Three major crypto firms have filed for bankruptcy in the past few weeks. The latest and largest of the three, Celsius Network, filed for bankruptcy under Chapter 11 in the Southern District of New York.
“I am confident that when we look back at the history of Celsius, we will see this as a defining moment,” Alex Mashinsky, Celsius’ co-founder and CEO, said in a release.
Celsius joins crypto firms Three Arrows Capital and Voyager Digital in the growing list of crypto companies facing solvency issues.
Substantial investments in the collapsed stablecoin TerraUSD seemed to play a significant role in these firms’ decline. After the collapse of Terraform Labs algorithmic stablecoin, many of the crypto firms that faced financial issues had direct investments in TerraUSD or its cryptocurrency counterpart Luna.
Celsius offered both retail and institutional customers high-yield interest savings accounts which earned yield for customers by lending its assets out to hedge funds or depositing them in higher risk decentralized finance trades that relied on additional leverage.

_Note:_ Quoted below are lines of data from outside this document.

PR #1126, opened 2021-07-13
Fix maxOrder when not enough balance

### LINKED ISSUE #1097: ui: buy side order size dialog issues
The Buy mode of the Limit Order dialog seems to be broken with respect to (a) the preview of total order size in quote units and (b) Max Size.

Refresh the /markets page and do not click on Sell because that changes the behavior.

image

The Max Buy isn't filled in, but the main issue I believe is the missing text that would read "Total: 0.1446 BTC" just below Quantity.  See the Sell dialog:

image

The browser console has the following error with the Buy dialog:

image

vctt94:
This PR closes #1097.

It also adds a `Not enough funds` message when not having balance for the purchase.

image

### DIFF
--- a/client/webserver/site/src/js/markets.js
+++ b/client/webserver/site/src/js/markets.js
@@ -65,7 +65,7 @@ export default class MarketsPage extends BasePage {
       'hoverVolume', 'chartLegend', 'chartErrMsg',
       // Max order section
       'maxOrd', 'maxLbl', 'maxFromLots', 'maxFromAmt', 'maxFromTicker',
-      'maxToAmt', 'maxToTicker', 'maxAboveZero', 'maxNotEnough', 'maxLotBox', 'maxFromLotsLbl',
+      'maxToAmt', 'maxToTicker', 'maxAboveZero', 'maxLotBox', 'maxFromLotsLbl',
       'maxBox'
     ])
     this.main = main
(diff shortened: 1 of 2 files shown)


chappjc:
Trivial conflict resolution for you.

JoeGruffins:
I was able to reproduce this when I learned that you need to have a high rate.

It is possible to have the message show if you so something like rate 1 -> 99999 -> 1
When you go back to one it keeps the message from 99999

hasnotenuf

chappjc (changes requested):
OK it works well now when I set my simnet's BTC balance to almost zero and try to get a max buy estimate.  No more `toString` error.

image

But the "Not enough funds..." message runs into the "0 lots" test.  And with 0 lots now clearly shown, I'm not sure if the `maxNotEnough` span serves a purpose anymore.

Also I've seen the  "Not enough funds..." message hang around even after it's not applicable.  Let's remove it.

vctt94:
Good catch @JoeGruffins haven't noticed it.

I removed the span.

chappjc (approved):
LGTM.  @JoeGruffins can reevaluate at his leisure now that the span is removed.

n2s: This needs to be cherry-picked for v0.2.1.

client/webserver/site/src/js/markets.js
```diff
@@ -675,6 +675,8 @@ export default class MarketsPage extends BasePage {
     const quoteAsset = app.assets[order.quote]
     const total = Doc.formatCoinValue(order.rate / 1e8 * order.qty / 1e8)
     page.orderPreview.textContent = `Total: ${total} ${quoteAsset.symbol.toUpperCase()}`
+    const isSell = this.isSell()
+    isSell ? this.preSell() : this.preBuy()
```
buck54321, line 679:
```javascript
if (this.isSell()) this.preSell()
else this.preBuy()
```
Same LOC, better semantics.

buck54321 (changes requested):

Last month, Celsius began showing signs of instability, freezing customer accounts on its platform. In some cases, this resulted in customers losing their funds because they were unable to make payment on their crypto loans. Celsius also went through a round of layoffs, resulting in over 150 employees being let go.
Celsius also is facing a lawsuit from one of its major asset managers, KeyFi, which alleged it lost approximately $350 million. In the complaint, Celsius is accused of being a “fraud” and a “Ponzi scheme.”
The celsius token, CEL, has fallen more than 32 percent following the bankruptcy announcement, trading at 46 cents per coin. At the start of May, its value was above two dollars per coin.